Stan Lee (Stanley Martin Lieber) passed away this morning at Cedars-Sinai Medical Center in Los Angeles, His Daughter told TMZ. Lee had a hospital stay earlier this year and had been in declining health recently. He was 95.
He adopted his famous pseudonym while employed as a proofreader and text filler at Timely Comics, the pulp publisher that later became Marvel.
“I felt someday I’d be writing the Great American Novel and I didn’t want to use my real name on these silly little comics,”
He later legally adopted his pen name.
Lee’s passing marks the end of the era of the original creators of the modern Marvel universe. Along with Jack Kirby (who died in 1994) and Steve Ditko (who died earlier this year)
Lee was also the face of Marvel, establishing a brand closely associated with him and with the qualities he represented: good humor, endless promotion of Marvel, a drive to transcend the genre with stories that tapped into universal human concerns, and a progressive outlook on social issues, especially those involving race.

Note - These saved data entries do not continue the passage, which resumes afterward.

PR #462, opened 2025-07-21
Added automatic retry logic to clients and memory methods with exponential backoff

dnandakumar-nv:
## Description
Introduced a generic retry mechanism to handle transient errors in LLM, embedder, and memory clients. Configurable retry options such as retry count, status codes, and error messages were integrated, alongside expanded tests and implementation for sync, async, and generator methods. 

Retries are automatically added with sensible defaults. Defaults can be modified in a config as follows:

```yaml
llms:
  nim_llm:
    _type: nim
    model_name: meta/llama-3.1-70b-instruct
    temperature: 0.0
    max_tokens: 1024
    
    # Retry configurations
    do_auto_retry: True
    num_retries: 5
    # Filters of HTTP Status Codes are in exc
    retry_on_status_codes: [429,500,504]
    # Filters of error messages contain the following strings
    retry_on_errors: ["Too Many Requests"]
```

Any other class in the toolkit or developers' source code can also be automatically patched with retries as follows: 

```python
from aiq.utils.exception_handlers.automatic_retries import patch_with_retry

class APIError(Exception):
    def __init__(self, status: int, msg: str):
        self.status = status
        super().__init__(msg)

class Client:
    def fetch(self):
        print("fetching …")
        # 503 with a typical server message
        raise APIError(503, "Service temporarily unavailable")

svc = Client()

svc = patch_with_retry(
    svc,
    retries=4,
    retry_codes=["5xx", 429],          # any 5xx or 429
    retry_on_messages=["temporarily unavailable",
                       "rate limit"]
)

svc.fetch()     # will retry (matches both 5xx + message filter)

```


src/aiq/utils/exception_handlers/automatic_retries.py
```diff
@@ -0,0 +1,268 @@
...
+
+        original = attr.__func__ if isinstance(attr, types.MethodType) else attr
+        wrapped = deco(original)
+
+        # Try an instance‑level monkey‑patch first (if we have an instance)
+        if not inspect.isclass(obj):
+            try:
+                object.__setattr__(obj, name, types.MethodType(wrapped, obj))
+                continue  # succeed, go to next attribute
+            except Exception as exc:  # noqa: BLE001
```
mpenn, line 268: The class level patch will be part of the class definition and effect all instances. I wonder if some additional context in the log message will allow users to know the implications of the class patch fallback mechanism.

mpenn (commented):
Overall, this looks good, just one minor comment re: the class level patching fallback.

src/aiq/utils/exception_handlers/automatic_retries.py
dnandakumar-nv: Good call! I'll update it to be a more detailed error log

PR #487, opened 2025-07-25
Pin `datasets` version in toplevel `pyproject.toml`

willkill07:
## Description

`uv`'s solver incorrectly chooses wildly different `datasets` versions based on platform. On linux, 4.0.0 is selected while on non-linux systems an older version (2.14.X) was chosen.

With the recent release of pyarrow 21, they removed deprecated code that the older version of datasets was dependent upon.

This pins datasets accordingly so the solver doesn't yield package solves that vary so much.

Closes

### DIFF
--- a/pyproject.toml
+++ b/pyproject.toml
@@ -21,8 +21,7 @@ dependencies = [
   "aioboto3>=11.0.0",
   "click~=8.1",
   "colorama~=0.4.6",
-  # workaround for uv's solver choosing different versions of datasets based on sys_platform
-  "datasets~=4.0",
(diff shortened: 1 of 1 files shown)


pyproject.toml
```diff
@@ -21,6 +21,8 @@ dependencies = [
   "aioboto3>=11.0.0",
   "click~=8.1",
   "colorama~=0.4.6",
+  # workaround for uv's solver choosing different versions of datasets based on sys_platform
+  "datasets~=4.0",
```
mdemoret-nv: Put this on the same line so sorting still works

mdemoret-nv (approved):

PR #489, opened 2025-07-26
Fix shared field reference bug in `TypedBaseModel` inheritance

mpenn:
## Description

All classes inheriting from `TypedBaseModel` shared the same Field object 
for the type field, causing the last-loaded class to overwrite the type 
names of all previous classes. This affected deep 
inheritance chains and mixin inheritance patterns.

- Store type name as class attribute instead of modifying shared field
- Implement model_post_init to set correct type after instance creation  
- Set type field default to "unknown" for validation compatibility

This fixes component discovery (e.g. `aiq info components -t tracing`) across all `TypedBaseModel` subclasses and 
enables proper inheritance patterns throughout the codebase.

### DIFF
--- a/tests/aiq/data_models/test_common.py
+++ b/tests/aiq/data_models/test_common.py
@@ -85,3 +85,185 @@ def test_subclass_depth():
                          ids=["dict-with-_type", "dict-with-type", "dict with both", "no_type", "object"])
 def test_type_discriminator(v: typing.Any, expected_value: str | None):
     assert common.TypedBaseModel.discriminator(v) == expected_value
+
+
+class TestTypedBaseModelInheritance:
+    """Test suite for TypedBaseModel inheritance and type handling."""
+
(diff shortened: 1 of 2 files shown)


tests/aiq/data_models/test_common.py
```diff
@@ -85,3 +85,185 @@ class GrandChild(Child):
...
+
+    def test_class_attribute_storage(self):
+        """Test that type names are stored as class attributes."""
+
+        class AttributeTestComponent(common.TypedBaseModel, name="attribute_test"):
+            pass
+
+        # Should have the class attribute
+        assert hasattr(AttributeTestComponent, '_typed_model_name')
+        assert AttributeTestComponent._typed_model_name == "attribute_test"
```
mdemoret-nv: This is testing the implementation and should be avoided

mdemoret-nv (approved):

PR #494, opened 2025-07-28
Extend authentication providers with HTTP request capabilities

ericevans-nv:
## Description

This PR introduces a mixin component that extends all authentication providers with a unified HTTP client interface for both authenticated and unauthenticated requests.

### Key Improvements

- **Backwards Compatibility**: Maintains full compatibility with existing authentication workflows while adding comprehensive HTTP request capabilities
- **Unified HTTP Interface**: All authentication providers now inherit consistent HTTP methods (GET, POST, PUT, DELETE, PATCH, HEAD, OPTIONS) through mixin architecture
- **Multiple Inheritance Architecture**: Clean integration of `httpx.AsyncClient` capabilities without breaking existing `AuthProviderBase` abstractions  
- Authenticated Request Tool: Added authenticated_request function to make both authenticated and unauthenticated HTTP requests.
- JIRA OAuth Integration Example: Complete example demonstrating OAuth 2.0 Authorization Code Flow with Atlassian JIRA.
- **Comprehensive Testing**: Full test coverage ensuring all HTTP methods work across all authentication providers


src/aiq/authentication/oauth2/oauth2_auth_code_flow_provider_config.py
```diff
@@ -27,6 +39,8 @@ class OAuth2AuthCodeFlowProviderConfig(AuthProviderBaseConfig, name="oauth2_auth
     token_endpoint_auth_method: str | None = Field(description="The authentication method for the token endpoint.",
                                                    default=None)
     scopes: list[str] = Field(description="The scopes for OAuth 2.0 authentication.", default_factory=list)
+    response_type: str | None = Field(default="code", description="The response type for OAuth 2.0 authentication.")
+    access_type: str | None = Field(default="offline", description="The access type for OAuth 2.0 authentication.")
```
mdemoret-nv: What is `access_type` used for? I dont see any references to it.

src/aiq/authentication/oauth2/oauth2_auth_code_flow_provider_config.py
```diff
@@ -13,10 +13,22 @@
...
+
 from pydantic import Field
+from pydantic import ValidationInfo
+from pydantic import field_validator
 
+from aiq.authentication.exceptions.auth_code_grant_exceptions import AuthCodeGrantConfigAuthorizationUrlFieldError
+from aiq.authentication.exceptions.auth_code_grant_exceptions import AuthCodeGrantConfigClientIDFieldError
+from aiq.authentication.exceptions.auth_code_grant_exceptions import AuthCodeGrantConfigClientSecretFieldError
+from aiq.authentication.exceptions.auth_code_grant_exceptions import AuthCodeGrantConfigClientServerUrlFieldError
+from aiq.authentication.exceptions.auth_code_grant_exceptions import AuthCodeGrantConfigScopeFieldError
```
mdemoret-nv: Lets re-use exceptions. These could all be handed with standard exceptions. Creating a new exception for each field makes it hard to catch these specific exceptions and is a lot of extra work.

src/aiq/authentication/oauth2/oauth2_auth_code_flow_provider_config.py
```diff
@@ -47,3 +61,134 @@ class OAuth2AuthCodeFlowProviderConfig(AuthProviderBaseConfig, name="oauth2_auth
...
+            raise AuthCodeGrantConfigAuthorizationUrlFieldError('invalid_url',
+                                                                '{field_name} must have a valid hostname',
+                                                                {'field_name': info.field_name})
+
+        # Ensure the URL includes a specific path and is not just the domain root
+        if not parsed.path or parsed.path == '/':
+            raise AuthCodeGrantConfigAuthorizationUrlFieldError(
+                'path_missing',
+                '{field_name} should include a valid endpoint path (e.g., /oauth/authorize)',
+                {'field_name': info.field_name})
```
mdemoret-nv: Is there a reason were adding all of this logic? Seems very restrictive.

src/aiq/authentication/oauth2/oauth2_auth_code_flow_provider_config.py
```diff
@@ -47,3 +61,134 @@ class OAuth2AuthCodeFlowProviderConfig(AuthProviderBaseConfig, name="oauth2_auth
...
+        if not parsed.netloc:
+            raise AuthCodeGrantConfigClientServerUrlFieldError('invalid_url', 'client_url must have a valid hostname')
+
+        if parsed.scheme == 'http' and not parsed.netloc.startswith(('localhost', '127.0.0.1')):
+            logger.warning(
+                'HTTP is not recommended for production environment. '
+                'Use HTTPS instead for production environment. Value: %s://',
+                parsed.scheme)
+
+        return value
```
mdemoret-nv: `client_url` will be removed.

src/aiq/authentication/oauth2/oauth2_auth_code_flow_provider_config.py
```diff
@@ -47,3 +61,134 @@ class OAuth2AuthCodeFlowProviderConfig(AuthProviderBaseConfig, name="oauth2_auth
...
+                                                     'Scopes cannot contain only whitespace',
+                                                     {'whitespace_scopes': whitespace_scopes})
+
+        # Check for duplicate scopes
+        if len(value) != len(set(value)):
+            duplicates = [scope for scope in set(value) if value.count(scope) > 1]
+            raise AuthCodeGrantConfigScopeFieldError('duplicate_found',
+                                                     'Duplicate scope found: {duplicates}', {'duplicates': duplicates})
+
+        return value
```
mdemoret-nv: These validators for `scope` are good.

src/aiq/tool/authenticated_request.py
```diff
@@ -0,0 +1,188 @@
...
+from aiq.authentication.interfaces import AuthProviderBaseConfig
+from aiq.data_models.authentication import AuthResult
+from aiq.data_models.authentication import HTTPMethod
+from aiq.data_models.authentication import HTTPResponse
+from aiq.utils.request_utils import HTTPRequestValidator
+
+logger = logging.getLogger(__name__)
+
+
+async def make_authenticated_request(url: str,
```
mdemoret-nv: Were setting ourselves up to need coverage for each and every possible combination of settings that can be made in a request.

What if we took a different approach like what authlib did? Where we derive from `httpx.AsyncClient` and add in our auth pieces? https://github.com/authlib/authlib/blob/main/authlib/integrations/httpx_client/oauth2_client.py#L63

src/aiq/tool/authenticated_request.py
```diff
@@ -0,0 +1,188 @@
...
+                                     auth_client: AuthProviderBaseConfig,
```
mdemoret-nv: This should be a full instance of `AuthProviderBase`, not the config.

src/aiq/tool/authentication_tools.py
```diff
@@ -56,3 +60,73 @@ async def _arun(user_id: str) -> AuthResult:
             return f"HTTP Basic authentication for '{user_id}' failed: {str(e)}"
 
     yield FunctionInfo.from_fn(_arun, description="Perform authentication with a given user ID.")
+
```
mdemoret-nv: I think we have a misunderstanding of how tools work. This is not how tools work. An agent should never need to use a tool like this.

src/aiq/utils/request_utils.py
```diff
@@ -0,0 +1,246 @@
...
+    """
+    HTTP request validation utility class.
+
+    Provides comprehensive validation for HTTP request components including URLs, methods,
+    headers, query parameters, and body data. Supports flexible input parsing for both
+    JSON strings and dictionaries.
+    """
+
+    @staticmethod
+    def parse_flexible_input(input_data: str | dict | None, input_name: str) -> Optional[Dict[str, Any]]:
```
mdemoret-nv: This is a lot of validation were adding that would already belong in `httpx`, right?

examples/front_ends/simple_auth/src/simple_auth/configs/config.yml
```diff
@@ -40,6 +46,34 @@ llms:
...
+      - write:jira-work
+      - manage:jira-webhook
+      - manage:jira-data-provider
+      - read:servicedesk-request
+      - manage:servicedesk-customer
+      - write:servicedesk-request
+      - read:servicemanagement-insight-objects
+      - "offline_access"
+    use_pkce: false
+
```
mdemoret-nv: This will prevent the example from running on its own without a Jira instance the user can test. I would prefer a second config or including it in a different example.

mdemoret-nv (changes requested):
Needs some work before we can merge

src/aiq/authentication/oauth2/oauth2_auth_code_flow_provider_config.py
ericevans-nv: That was necessary when I was writing the OAuth clients from scratch, but since we're using Authlib now, it's no longer needed.

src/aiq/tool/authentication_tools.py
ericevans-nv: I believe this may have been a test tool used during the early stages of the refactor to validate the initial iterations of the interface improvements.

src/nat/authentication/mixins/auth_provider_mixin.py
dnandakumar-nv, line 1: Can we rename `AuthProviderMixin` to something more descriptive of the role of the class? Perhaps `AsyncHTTPClientMixin`? I feel `AuthProviderMixin` is a little too broad and does not provide info into what the mixin does.

src/nat/authentication/mixins/auth_provider_mixin.py
```diff
@@ -0,0 +1,225 @@
...
+        All HTTP configuration (timeouts, SSL, proxies, etc.) is handled
+        at the request level
+        """
+        super().__init__()
+
+    async def request(self,
+                      method: str,
+                      url: str,
+                      user_id: str | None = None,
+                      apply_auth: bool = True,
```
dnandakumar-nv, line 50: Open to feedback on this, but, IMO if performing authentication is optional, this class shouldn't live inside the `authenticaton` directory. Perhaps it can live in utils as a standalone `AsyncHTTPClientMixin` and then the auth providers can inherit from it?

src/nat/authentication/mixins/auth_provider_mixin.py
ericevans-nv: I am in favor of this suggestion.

src/nat/authentication/mixins/auth_provider_mixin.py
ericevans-nv: I support this approach, as it cleanly separates core authentication logic from its extended capabilities.

examples/front_ends/authenticated_requests/src/authenticated_requests/api_requests.py
```diff
@@ -0,0 +1,109 @@
...
+@register_function(config_type=AuthenticatedRequestConfig)
+async def authenticated_request_function(config: AuthenticatedRequestConfig, builder: Builder):
+
+    auth_provider = await builder.get_auth_provider(config.auth_provider)
+
+    async def _inner(url: str,
+                     method: Literal["GET", "POST", "PUT", "DELETE", "PATCH"] = "GET",
+                     user_id: str | None = None,
+                     authenticated: bool = True,
+                     json_data: dict | None = None) -> str:
```
mdemoret-nv, line 49: This tool would never exist. You wouldnt want to give an agent this much freedom in making a request. It would very rarely succeed unless you gave it explicit instructions (which takes much of the benefit out of the tool).

Instead, this should call a predefined endpoint. Like what about fetching the available list of projects from JIRA? Getting a list of assigned issues for the currently logged in user? etc.

src/nat/authentication/oauth2/oauth2_auth_code_flow_provider.py
```diff
@@ -20,14 +20,15 @@
...
+from nat.authentication.mixins import AuthProviderMixin
 from nat.authentication.oauth2.oauth2_auth_code_flow_provider_config import OAuth2AuthCodeFlowProviderConfig
 from nat.builder.context import Context
 from nat.data_models.authentication import AuthFlowType
 from nat.data_models.authentication import AuthResult
 from nat.data_models.authentication import BearerTokenCred
 
 
-class OAuth2AuthCodeFlowProvider(AuthProviderBase[OAuth2AuthCodeFlowProviderConfig]):
+class OAuth2AuthCodeFlowProvider(AuthProviderBase[OAuth2AuthCodeFlowProviderConfig], AuthProviderMixin):
```
mdemoret-nv, line 31: This doesnt need to be a mixin. We should just use the `AuthProviderMixin` as a utility class (needs a better name, too). 

```python
provider = builder. get_auth_provider("jira")

async with AuthProviderMixin(provider) as client:
    response = await client.post(....)
```

examples/front_ends/authenticated_requests/src/authenticated_requests/api_requests.py
ericevans-nv: I’m in favor of this suggestion, as it helps scope the tool for greater success.

PR #431, opened 2020-04-21
Fix zookeeper plugin Bug on windows

Laurel-rao:
function "os.path.join" return "\" on windows, it can't work on zookeeper
replace os.path.join to "/", make apscheduler to support windows


Laurel-rao:
python 2.7 Can't be support, check travis CI information for more information

agronholm:
Looks good, thanks!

Lee never maintained ownership rights to the characters. So when Marvel Entertainment was sold to Disney for $4.2 billion in 2009, the man is once known as “Mr. Marvel” didn’t see a penny of profit. “I was always a Marvel employee, a writer for hire, and, later, part of the management,” he told Playboy in 2014. “Marvel always owned the rights to these characters. If I owned them, I probably wouldn’t be talking to you right now.”
His public appearance was in a video he made in March,
“I want you all to know I’m thinking of you,” he said. “I want you to know that I still love you all. And I think that Marvel and Spidey and I had the best group of fans that any group in the world ever had, and I sure appreciate it.”
We all loved you too Mr. Lee, Excelsior! Mr. Lee.. Excelsior!